# Linear regression from scratch

The **mean square error (MSE) loss** in linear regression can be interpreted as a specific implementation of **maximum likelihood estimation (MLE)** under the assumption that the error term $ \epsilon $ follows a **normal distribution**. 

#### 1. Linear Regression Model
The linear regression model is typically written as:

$$
Y = X\beta + \epsilon
$$

Where:
- $ Y $ is the dependent variable (observed outcomes),
- $ X $ is the matrix of independent variables (predictors),
- $ \beta $ is the vector of coefficients (parameters to be estimated),
- $ \epsilon $ is the error term (assumed to be independent and identically distributed).

#### 2. Assumption of Normality for $ \epsilon $
To connect MSE to MLE, assume that:
- The error term $ \epsilon \sim \mathcal{N}(0, \sigma^2) $ is normally distributed with mean 0 and variance $ \sigma^2 $.

This implies that $ Y | X \sim \mathcal{N}(X\beta, \sigma^2) $, meaning the conditional distribution of $ Y $ given $ X $ is normally distributed with mean $ X\beta $ and variance $ \sigma^2 $.

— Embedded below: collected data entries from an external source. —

PR #2577, opened 2026-07-09
SY-4293: Arc Flow Variables

sy-nico:
# Issue Pull Request

## Linear Issue

[SY-4293](https://linear.app/synnax/issue/SY-4293)

## Description

Arc programs can now declare lexically scoped variables and channel aliases inside sequences, stages, and at the top level. A variable names and reuses a value, and a program selects a variable's behavior through how it initializes that value. This change implements scoped variables in the Go runtime; support in the driver runtime follows in a separate change.

### Variable kinds

A variable's kind is inferred from its initializer:

```go
gain := 2 * 3         // constant: a held value, set by assignment
count $= 0            // stateful: persists across entries into its scope
scaled := raw * 2     // reactive: re-derives whenever raw updates
c := chan_long_name   // channel alias: reads and writes pass through to the channel
```

### The register model

Every reactive or reassigned variable lowers to a `variable` node: a register holding what the variable is mapped to; a never-reassigned constant inlines as its value. A constant's register holds its value, an alias's register holds the bound channel key, and a reactive variable's register holds the index of its active derivation, which a companion deref node demuxes. Reassignment in every kind is the same operation, a write to the register, and reads dereference it. Registers reset to their initial value on scope entry; `$=` registers skip the reset. Variables no longer borrow the channels module: the earlier channel-backed implementation, and its key-collision class, is gone. A variable used only inside one compiled unit still folds to direct value storage.

### Intended behavior

These are deliberate semantics. They are the decisions most worth understanding before reading the code.

1. A variable is usable only after its lexical declaration, including across asynchronous stages. This is a readability guarantee: whoever reads a variable has already read its declaration.

```go
threshold := 100
stage watch {
    high := reading > threshold   // ok: threshold is declared above
}
// a variable declared below this point is not visible inside watch
```

2. Constant variables reset to their declared value on each entry into their declaring scope and trigger once on entry. Stateful variables (`$=`) persist their value across entries, which is what makes accumulators and edge detection possible.
3. Sequence steps observe the effects of prior steps: a step that writes a variable settles before the next step runs, so `x = 42.0` followed by `x -> out` writes 42.
4. Reactive variables are read-derived. Writing to a reactive variable is rejected during analysis. A derivation emits on every fresh sample, even when the recomputed value is unchanged; a fresh sample is an event.
5. Reassigning a reactive variable rebinds its derivation and does not trigger downstream readers. A reassignment changes how future values are produced rather than producing a value, so values that predate the rebind never fire; readers respond to values arriving afterward.

```go
scaled := raw * 2
scaled -> output     // output tracks raw * 2

scaled = raw * 3     // rebinds the rule only. output does not fire here.
                     // output updates on the next raw sample, now as raw * 3.
```

6. A channel alias reads and writes through to its underlying channel, and reassigning the alias rebinds it to a different channel, including for reads inside expressions and format strings. Within a stage, flows run concurrently, so a rebind applies to values arriving after it, not to writes fired on the same entry.

### Follow-ups

Loosely tracked, to pick off later:

* [SY-4470: Deduplicate reactive-variable triggers into a single mux node](https://linear.app/synnax/issue/SY-4470/evaluate-only-the-selected-derivation-of-a-reactive-variable)
* [SY-4471: C++ Driver support](<https://linear.app/synnax/issue/SY-4471/arc-variables-c-support>)
* [SY-4472: Explicit variable kind declaration](<https://linear.app/synnax/issue/SY-4472/add-explicit-variable-kind-declaration>)
* [SY-4474: Enable const-expression initializers for variables](<https://linear.app/synnax/issue/SY-4474/enable-const-expressions-for-stateful-variables>)
* [SY-4506: Reuse series buffers in Arc runtime emit paths](https://linear.app/synnax/issue/SY-4506/reuse-series-buffers-in-arc-runtime-emit-paths)
* [SY-4508: Reuse Arc Tabs in user docs](https://linear.app/synnax/issue/SY-4508/reuse-arc-tabs-in-user-docs)

### Testing

Go unit tests cover declaration, scoping, initial values, reset on scope entry, sequence-step ordering across reassignment, reactive re-expression (re-point silence, re-firing on fresh and equal values, re-emission of repeated derivations), channel-alias rebinding for writes, reads, and expression reads across stages, stage re-entry semantics, triggered expression reads, graph-mode function-body parity, and the analysis-time rejections. An integration test (`integration/tests/arc/variables.py`) exercises the full set of kinds end to end against a running cluster, and `integration/tests/arc/stl_ranges.py` is expanded to capture a `ranges.create` result into a scoped variable and use it to parent child ranges, in both func-body and cross-stage flow forms.

## Basic Readiness

<h3>Greptile Summary</h3>

This PR implements lexically scoped variables in the Arc Go runtime (`arc/go`). Variables can be constant (`:=`), stateful (`$=`), reactive (channel-derived), or channel aliases, each with a distinct lowering strategy. Constants fold to WASM literals when never reassigned; reassigned constants lower to a `variable` STL register node that resets to the initial declared value on scope re-entry; reactive variables lower to an `exprRead` deref node with a dispatcher; stateful variables persist their value across scope entries.

- **Register model**: A new `variable`/`stateful_variable` STL pair (`arc/go/stl/variable`) replaces the older channel-backed variable scheme. The register's unedged \"value\" input holds the initial literal, so `Reset()` always copies back the declared initial value correctly.
- **Scheduler settle loop**: `scheduler.Next` now re-walks the reactive graph until no new change lands on an already-visited node, bounded by `len(changedFlags)+1` iterations; sequential scopes append variable nodes as trailing strata members that run every pass.
- **Channel alias rebinding**: `channels.go` `source`/`sink` now accept an optional `channel` reference input that is read at runtime via `boundKey`, enabling `p = valve_cmd` style rebinds at runtime.

This PR is safe to merge. The register model is internally consistent, the settle loop is correctly bounded, and the rearm rule matrix is thoroughly tested.

The core invariants are all correct and covered by tests. The two observations raised are about diagnostic quality and a missing guard, neither of which affects correctness for well-formed Arc programs.

arc/go/runtime/scheduler/scheduler.go (settle-loop silent failure path) and arc/go/compiler/compiler.go (dispatcher last-branch fallthrough) are worth a second look, but neither blocks merging.

| Filename | Overview |
|----------|----------|
| arc/go/stl/variable/variable.go | New STL module implementing register (constant/alias) and exprRead (reactive) node types. Reset correctly restores the literal initial value via the unedged value input's pre-populated aligned data. |
| arc/go/runtime/node/state.go | Adds rearm rules, trigger-edge entries for nodes with no edge-fed inputs, and new API (ConsumeInput, InputFresh, LastChanged, RefSourced, RefInput). Rearm rule assignment for self-write cycles and exprRead nodes is well-reasoned. |
| arc/go/runtime/scheduler/scheduler.go | Adds the settled re-walk loop (up to N+1 passes) to ensure sequential step ordering across reactive variable writes. Convergence failure silently drops pending changes with no diagnostic. |
| arc/go/runtime/scheduler/builder.go | Sequential scopes now append strata variable nodes after steps, keeping step indices stable. resolveTransitions correctly limits to steps only. |
| arc/go/compiler/compiler.go | Adds compileDispatcherSynthetic for reactive variable dispatching (if/else chain keyed on $sel). The dispatcher's last branch runs unconditionally for any out-of-range selector. |
| arc/go/compiler/expression/identifier.go | Variable identifier compilation distinguishes never-reassigned (fold to constant), cross-function channel references, and function-body locals. castAndEmitConst handles all numeric and string kinds. |
| arc/go/analyzer/statement/statement.go | AnalyzeVariableDeclaration classifies variables as reactive/alias/literal via inferVarKind. Stateful variables are rejected at top-level. |
| arc/go/symbol/symbol.go | Adds IsValueVariable/IsChannelReadWrite/IsReactive/IsLiteral helpers, maxProgramLocalChannelKey bound (1<<20), and improved variable ID allocation split between root-counter and local-counter paths. |
| arc/go/stl/channels/channels.go | source and sink now support an optional channel reference input for alias binding. boundKey correctly falls back to the configured key when unbound. |
| x/go/telem/series.go | Adds CopyFrom, which reuses the destination buffer capacity via append(s.Data[:0], ...) to avoid allocation on hot emit paths. |

<h3>Flowchart</h3>

```mermaid
flowchart TD
    subgraph Analysis["Analyzer"]
        VD["VariableDeclaration\n(:= / $=)"]
        IVK["inferVarKind"]
        IVK --> LIT["KindVariable\nDefaultValue = literal"]
        IVK --> REACT["KindVariable\nType = ReadChan"]
        IVK --> STAT["KindStatefulVariable"]
        VD --> IVK
    end
    subgraph Compiler["Compiler"]
        CI["compileIdentifier"]
        CI --> FOLD["castAndEmitConst\nWASM const"]
        CI --> VARLOAD["KindVarRef param\nload node output"]
        DISP["compileDispatcherSynthetic\n$sel if/else chain"]
    end
    subgraph STL["Runtime STL"]
        REG["register\nReset: CopyFrom Input0"]
        EXPR["exprRead\nReset: AbsorbInputs"]
    end
    subgraph Sched["Scheduler"]
        NEXT["Next() settle loop"]
        WALK["walkSequential"]
        SETTLED{"settled?"}
        NEXT --> WALK --> SETTLED
        SETTLED -->|no| NEXT
        SETTLED -->|yes| DONE["clear changedFlags"]
    end
    LIT --> REG
    REACT --> EXPR
    DISP --> EXPR
    REG --> VARLOAD
```

<sub>Reviews (5): Last reviewed commit: ["SY-4293: Fold literal timer reassignment..."](https://github.com/synnaxlabs/synnax/commit/d3c197ac3298d43cfd4e56cff36d11164418c46d) | [Re-trigger Greptile](https://app.greptile.com/api/retrigger?id=42912633)</sub>


sy-nico:
@greptile, rerun. All concerns addressed. On your concern for ` sink.Next runs output writes even for internal variable channels`:

Not an issue. Output buffers get allocated per declared output param in `ProgramState.New` (`node/state.go:40`), independent of wiring, and `buildChannelWriteNode` always declares the `u8` output. So `Output(0)` is always a live zero-length series that `Resize(1)` just grows, no nil to hit, and the write always emits `1` (a "fired" pulse, not a success flag). Only inputs consult the edge table; outputs are always materialized.

Verified manually, and the reassignment integration tests already cover internal-variable writes with unwired status outputs.

pjdotson:
@sy-nico Emiliano would be better to review this one, removing myself

emilbon99 (changes requested):
First big thing:

`VarKind` is completely unnecessary. Every usage of the enum can be derived from two properties:

1. The symbol kind (and symbol), so just a variable.
2. The data type. The rule is simple, there is already a `ChanDirection` enum that marks the channel direction on a symbol. So you have:

1. A variable symbol that has a data type of channel (with a direction) replaces both of the channel variable kinds.
2. Any other variable symbol that is not a channel data type is by definition a VarKindLiteral.

Completely remove `VarKind`, or call me if you disagree, and then I will give a second pass.

sy-nico:
@emilbon99 ,

Removed `VarKind`. Classification now derives from symbol kind + data type. Writable channel type = read/write alias, read-only = reactive, non-channel = literal. `ChanDirection` carries the distinction.

schemas/arc/ir.oracle
```diff
@@ -183,21 +186,27 @@ Functions Function[] {
...
     }
-    outputs  types.Params   {
+    outputs                types.Params   {
         @doc value "contains output parameter type signatures."
     }
-    channels types.Channels {
+    channels               types.Channels {
         @doc value "contains channel read/write mappings."
     }
+    is_literal             bool           {
```
emilbon99: Double check if this field is actually used.

sy-nico:
Still need to ensure global top-level variables are immutable

arc/go/stl/variable/variable.go
emilbon99, line 1: This file needs a dedicated unit test suite.

arc/go/runtime/scheduler/scheduler.go
emilbon99, line 1: All of these scheduler changes should get high quality unit tests.

arc/go/runtime/node/state.go
```diff
@@ -216,6 +293,117 @@ func (n *State) RefreshInputs() (recalculate bool) {
...
+// false when input i is a reference or has no new data.
+func (n *State) ConsumeInput(i int) (telem.Series, bool) {
+	if i < 0 || i >= len(n.ir.inputs) || n.isReference[i] {
+		return telem.Series{}, false
+	}
+	src := n.inputSources[i]
+	if src == nil || src.data.Len() == 0 {
+		return telem.Series{}, false
+	}
+	ts := telem.TimeStamp(0)
```
emilbon99: Nit: could just do `var ts telem.TimeStamp`

arc/go/runtime/node/state.go
```diff
@@ -216,6 +293,117 @@ func (n *State) RefreshInputs() (recalculate bool) {
...
+// absorbInput marks input i consumed at its current source timestamp.
+func (n *State) absorbInput(i int) {
+	if n.isReference[i] {
+		return
+	}
+	src := n.inputSources[i]
+	if src == nil {
+		return
+	}
+	ts := telem.TimeStamp(0)
```
emilbon99: Nit: could just do `var ts telem.TimeStamp`

arc/go/runtime/node/state.go
emilbon99, line 1: Every public method in tis file needs dedicated unit tests.

arc/go/symbol/symbol.go
```diff
@@ -152,6 +149,33 @@ const (
...
 )
 
+// IsValueVariable reports whether s is a `:=`/`$=` value binding.
+func (s *Symbol) IsValueVariable() bool {
+	return s.Kind == KindVariable || s.Kind == KindStatefulVariable
+}
+
+// IsChannelReadWrite reports whether s is a value variable aliasing a channel.
+func (s *Symbol) IsChannelReadWrite() bool {
+	return s.IsValueVariable() && s.Type.Kind == types.KindChan && s.Type.ChanDirection.IsWrite()
```
emilbon99, line 159: Is a write channel automatically `ReadWrite`? I don't think that I set up the runtime that way. What I mean is that if a channel is marked as `Write` it doesn't get added to the list of channels opened by the streamer.

arc/go/symbol/symbol.go
emilbon99, line 1: Make sure all of the public methods in this file have proper tests.

pluto/src/arc/queries.ts
```diff
@@ -286,7 +286,11 @@ export const { useUpdate: useDelete } = Flux.createUpdate<
   },
 });
 
-export const formSchema = arc.arcZ
+export interface FormValues extends Omit<arc.Arc, "key"> {
```
emilbon99: Use `optional.Optional<arc.Arc, "key">`

pluto/src/arc/language.ts
```diff
@@ -116,6 +116,16 @@ const TOKEN_CONFIG = {
     light: "#292929",
     scopes: ["variable.other.arc"],
   },
+  channelAlias: {
```
emilbon99: Would make sure that having this be a different color is strongly justified. Ending up with a 'rainbow syntax' just to identify minor differences means that the things that should really be differentiated don't, and it ends up being hard to follow what's important and what's not. We already use too many colors in our arc programs IMO, so be disciplined.

arc/go/lsp/hover.go
```diff
@@ -487,7 +499,7 @@ func (s *Server) getUserSymbolHover(
 		}
 	case symbol.KindVariable:
 		d = doc.New(doc.TitleWithKind(displayName, "Variable"))
-		d.Add(doc.Detail("Type", sym.Type.String(), true))
```
emilbon99, line 490: Is there a strong reason why sym.Type.String() doesn't add these details itself?

arc/go/parser/ast.go
emilbon99, line 1: Needs dedicated unit tests.

arc/go/runtime/node/state.go
```diff
@@ -216,6 +293,117 @@ func (n *State) RefreshInputs() (recalculate bool) {
...
+	best, bestTS, found := -1, telem.TimeStamp(0), false
+	for i := range n.ir.inputs {
+		if n.isReference[i] {
+			continue
+		}
+		src := n.inputSources[i]
+		if src == nil || src.data.Len() == 0 {
+			continue
+		}
+		ts := telem.TimeStamp(0)
```
emilbon99: Same here.

arc/go/analyzer/flow/expression.go
```diff
@@ -97,3 +104,76 @@ func AnalyzeSingleExpression(ctx acontext.Context[parser.IExpressionContext]) {
 	}
 	expression.Analyze(ctx.WithScope(blockScope))
 }
+
+// LiftFmtStrVarReads lifts reassigned-variable reads in a format string's
+// placeholders into input params. No-op for non-format literals.
+func LiftFmtStrVarReads[T antlr.ParserRuleContext](
```
emilbon99, line 114: These need dedicated unit tests.

emilbon99 (changes requested):
You need to make sure that all public functions and methods of modified packages have dedicated unit tests.

emilbon99:
The test suite also doesn't compile and run

arc/go/lsp/hover.go
sy-nico: The direction is on the type, so it could. But `Type.String()` renders every compile diagnostic ("cannot cast %s to %s", etc.) and signature hovers, and directioned chan types flow through all of them. Direction would show up in every chan error message, and `chan read/write f32` isn't Arc syntax. So I kept it as hover presentation.

arc/go/symbol/symbol.go
sy-nico: For variables it's by construction: an alias declaration stamps the type `Read|Write`, so a `Write`-only variable can't exist. The flag is analyzer-side only; what gets opened comes from the lowered nodes. Alias reads lower to an `on` node whose key lands in `Channels.Read`, writes to a `write` node in `Channels.Write`, with the alias resolved to its real channel key. Rebind candidates are covered too: each `c1 = other_chan` records the candidate on the alias, and `bind{Read,Write}ToAlias` copies them onto the nodes, so every channel the alias can point at is opened up front.

pluto/src/arc/language.ts
sy-nico: I changed the color to the same blue as channels. It removes an accent color and it standardizes to anything that can be used as a node in a flow.

sy-nico:
@greptile, rerun.

arc/go/lsp/hover.go
emilbon99: Copy

arc/go/symbol/symbol.go
emilbon99: Ok, just to confirm: we aren't needlessly opening a channel for writes when it never gets written to? And vice versa we never open a channel for streaming when it never gets read from?

arc/go/analyzer/statement/statement.go
```diff
@@ -63,6 +65,115 @@ func Analyze(ctx context.Context[parser.IStatementContext]) {
...
+	if err != nil {
+		return
+	}
+	if stateful {
+		if statefulRHSTracksChannel(ctx, expr) {
+			ctx.Diagnostics.Add(diagnostics.Errorf(ctx.AST,
+				"channels and channel-read expressions cannot be assigned to stateful variables"))
+			return
+		}
+		// SY-4474
```
emilbon99: Nit: If possible, should just inline any justified explanation here, makes it better to read for people who are not part of the Synnax linear.

arc/go/analyzer/analyzer_test.go
emilbon99, line 1: Have you made it so that top level variables remain constants? Is that something we are going to do?

arc/go/compiler/expression/identifier.go
```diff
@@ -65,6 +85,107 @@ func compileIdentifier[ASTNode antlr.ParserRuleContext](
...
+// sameFunction reports whether a and b compile into the same unit (same enclosing function, or both module-level).
+func sameFunction(a, b *symbol.Symbol) bool {
+	af, _ := a.ClosestAncestorOfKind(symbol.KindFunction)
+	bf, _ := b.ClosestAncestorOfKind(symbol.KindFunction)
+	return af == bf
+}
+
+// emitSeedConst compiles a read of a never-reassigned seeded variable as its
+// compile-time seed value.
+func emitSeedConst[ASTNode antlr.ParserRuleContext](
```
emilbon99: `seed` is a bad name for this function. if my suspicion is correct, claude chose this name and it's bad. I don't know why claude really loves using `seed` for stuff.

Anyway, this should really be `castAndEmitConst` or something. I added a ban for the word `seed` across the entire repo to `CLAUDE.md` because its a bad function name. 

Also, are you sure this casting logic isn't duplciated anywhere?

arc/go/ir/pb/ir.proto
```diff
@@ -101,6 +101,9 @@ message Scope {
   // transitions contains state-transition rules for sequential scopes. Empty for
   // parallel scopes.
   repeated Transition transitions = 7;
+  // reset_nodes contains keys of variable nodes re-seeded each time this scope
```
emilbon99: What does it means to `re-seed` something, I don't like the word seed.  Is it just resetting it to inits initial state? Then just say `reset to initial state`

arc/go/stl/channels/channels.go
```diff
@@ -211,9 +264,10 @@ func (s *source) Next(ctx node.Context) {
 
 type sink struct {
 	*node.State
-	state    *ProgramState
-	key      uint32
-	inputIdx int
+	state     *ProgramState
+	key       uint32
+	inputIdx  int
+	targetIdx int
```
emilbon99: What does `targetIdx` mean? (a) what does a write channels output mean? is it the truthy output? and (b) why do we need to know a specific `targetIdx`?

arc/go/stl/variable/variable.go
```diff
@@ -0,0 +1,142 @@
...
+		return &exprRead{State: cfg.State, selIdx: selIdx}, nil
+	}
+	return &register{
+		State:    cfg.State,
+		stateful: cfg.Node.Type == statefulSymbolName,
+	}, nil
+}
+
+// register holds what its variable is mapped to: a value, a channel key, or a
+// derivation index. Writes are last-wins; the unedged f0 carries the seed.
```
emilbon99: Again, what is a `seed` and what is an `unedged f0`. Very confusing to understand. If the `seed` is an initial value, just call it initial value.

arc/go/stl/variable/variable.go
```diff
@@ -0,0 +1,142 @@
...
+	*v.OutputTime(0) = telem.NewSeriesV[telem.TimeStamp](v.clock.Now())
+}
+
+func (v *register) Next(ctx node.Context) {
+	data, ok := v.LastChanged()
+	if !ok {
+		return
+	}
+	// Feeders reuse their output buffers in place; the register value must not alias them.
+	*v.Output(0) = data.DeepCopy()
```
emilbon99: Woooooooaaaaaaaaah really really really sus. Why do we need to deep copy this?

arc/go/stl/variable/variable.go
```diff
@@ -0,0 +1,142 @@
...
+		data, ok := v.ConsumeInput(i)
+		if !ok || i != v.active || repointed {
+			continue
+		}
+		// A derivation only changes when its value does; recomputes are not events.
+		if data.DataType == v.Output(0).DataType &&
+			bytes.Equal(data.Data, v.Output(0).Data) {
+			continue
+		}
+		*v.Output(0) = data.DeepCopy()
```
emilbon99: Why deep copy?

arc/go/stl/wasm/node.go
```diff
@@ -104,10 +105,22 @@ func (n *nodeImpl) Next(ctx node.Context) {
 		return
 	}
 
+	// A channel-reference param carries its bound key, resolved fresh each pass.
+	for i := range n.ir.Inputs {
```
emilbon99, line 132: Why is this here? And why does it need custom machinery?

arc/go/stl/variable/variable.go
emilbon99: A nodes outputs should be considered immutable by consumers, and, as a result, a deep copy should not be required.

arc/go/stratifier/stratifier.go
```diff
@@ -35,7 +35,21 @@ func Stratify(
 	if prog == nil || prog.Root.IsZero() {
 		return diag
 	}
-	return stratifyScope(&prog.Root, prog.Edges, diag)
+	// A variable holds its value across passes, so its edges impose no
+	// ordering, mirroring channel state.
```
emilbon99: Why is it important that we do this?

arc/go/symbol/resolver.go
```diff
@@ -28,3 +28,21 @@ type Resolver interface {
 	// and "did you mean" suggestions.
 	Search(ctx context.Context, term string) ([]*Symbol, error)
 }
+
+// scopeResolver adapts a *Symbol to the Resolver interface, delegating
+// lookups to that scope's lexical resolution.
+type scopeResolver struct{ scope *Symbol }
```
emilbon99, line 34: Why is this necessary? Looks like `Symbol` already implements this interface to me.

arc/go/symbol/scope_test.go
```diff
@@ -798,3 +853,32 @@ var _ = Describe("Scope", func() {
...
+	// A conflict message names the kind of the symbol already holding the name,
+	// exercising nounForKind for each kind.
+	DescribeTable("Should name the colliding symbol's kind",
+		func(bCtx SpecContext, kind symbol.Kind, noun string) {
+			ast := MustSucceed(parser.ParseStatement("x := 1"))
+			root := symbol.NewRoot(nil, nil)
+			MustSucceed(root.Add(bCtx, symbol.Symbol{
+				Name: "dup", Kind: kind, Type: types.I32(), AST: ast,
+			}))
+			_, err := root.Add(bCtx, symbol.Symbol{
```
emilbon99: Not following the assertion standard. Use `.Error().To(MatchError())` and do a pass through the rest of your codebase for similar violations.

arc/go/stl/wasm/node.go
```diff
@@ -147,7 +160,7 @@ func (n *nodeImpl) Next(ctx node.Context) {
 	var alignmentSum telem.Alignment
 	var timeRange telem.TimeRange
 	for i := range n.ir.Inputs {
-		if n.ir.Inputs[i].Value != nil {
+		if n.ir.Inputs[i].Value != nil || n.refInputs[i] {
```
emilbon99: If it's absolutely necessary to have this, will a `refInput` ever be something that's not a channel? if not, then should just call this `isChanInputs[i]` or something.

arc/go/symbol/symbol.go
```diff
@@ -152,6 +149,33 @@ const (
...
+}
+
+// IsLiteral reports whether s is a value variable holding a literal, not a channel.
+func (s *Symbol) IsLiteral() bool {
+	return s.IsValueVariable() && s.Type.Kind != types.KindChan
+}
+
+// BacksInternalChannel reports whether s is a value variable backed by a
+// program-local channel (reactive or literal) rather than an external channel.
+func (s *Symbol) BacksInternalChannel() bool {
```
emilbon99: This is never used. in production You need to go back and do an audit of code you introduced that is now dead.

arc/go/symbol/symbol.go
```diff
@@ -361,17 +394,53 @@ func (s *Symbol) Add(ctx context.Context, sym Symbol) (*Symbol, error) {
...
+	case KindInput, KindOutput, KindLoopVariable:
 		child.ID = s.addIndex()
 	}
 	s.children = append(s.children, child)
 	return child, nil
 }
 
+// nounForKind returns a human-readable noun for k, used in diagnostics so a
+// name conflict names what it collides with (variable, channel, function, ...).
+func nounForKind(k Kind) string {
```
emilbon99: Should just make this a method on `Kind` if absolutely necessary. Other thing you could consider doing is just deleting the generated stringer for `Kind` and handwriting it yourself to do this. Probably better.

docs/site/src/components/arc/external.ts
emilbon99, line 1: This folder should be called `arc` and the package should be called `Arc`

docs/site/src/components/arc-context/ArcContext.tsx
```diff
@@ -0,0 +1,36 @@
...
+
+export type ArcContext = "Flow" | "Function";
+
+export interface Info {
+  key: ArcContext;
+  name: string;
+  icon: Icon.ReactElement;
+}
+
+export const TABS: Info[] = [
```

#### 3. Maximum Likelihood Estimation (MLE)
In MLE, we aim to find the parameter $ \beta $ that maximizes the likelihood of the observed data.

The likelihood function for the data $ \{Y_i, X_i\}_{i=1}^n $ is:

$$
L(\beta, \sigma^2) = \prod_{i=1}^n \frac{1}{\sqrt{2\pi\sigma^2}} \exp\left(-\frac{(Y_i - X_i\beta)^2}{2\sigma^2}\right)
$$

Taking the natural logarithm to simplify (log-likelihood):

$$
\ell(\beta, \sigma^2) = -\frac{n}{2} \log(2\pi) - \frac{n}{2} \log(\sigma^2) - \frac{1}{2\sigma^2} \sum_{i=1}^n (Y_i - X_i\beta)^2
$$

#### 4. Maximizing the Log-Likelihood
To maximize the log-likelihood with respect to $ \beta $:
- The terms $ -\frac{n}{2} \log(2\pi) $ and $ -\frac{n}{2} \log(\sigma^2) $ are constants with respect to $ \beta $, so they can be ignored.
- The remaining term to maximize (or equivalently minimize its negative) is:

$$
\frac{1}{2\sigma^2} \sum_{i=1}^n (Y_i - X_i\beta)^2
$$

Minimizing this is equivalent to minimizing the sum of squared errors (SSE):

$$
\text{SSE} = \sum_{i=1}^n (Y_i - X_i\beta)^2
$$

Dividing by $ n $ gives the mean squared error (MSE):

$$
\text{MSE} = \frac{1}{n} \sum_{i=1}^n (Y_i - X_i\beta)^2
$$

Thus, minimizing the MSE corresponds to maximizing the likelihood under the assumption of normally distributed errors.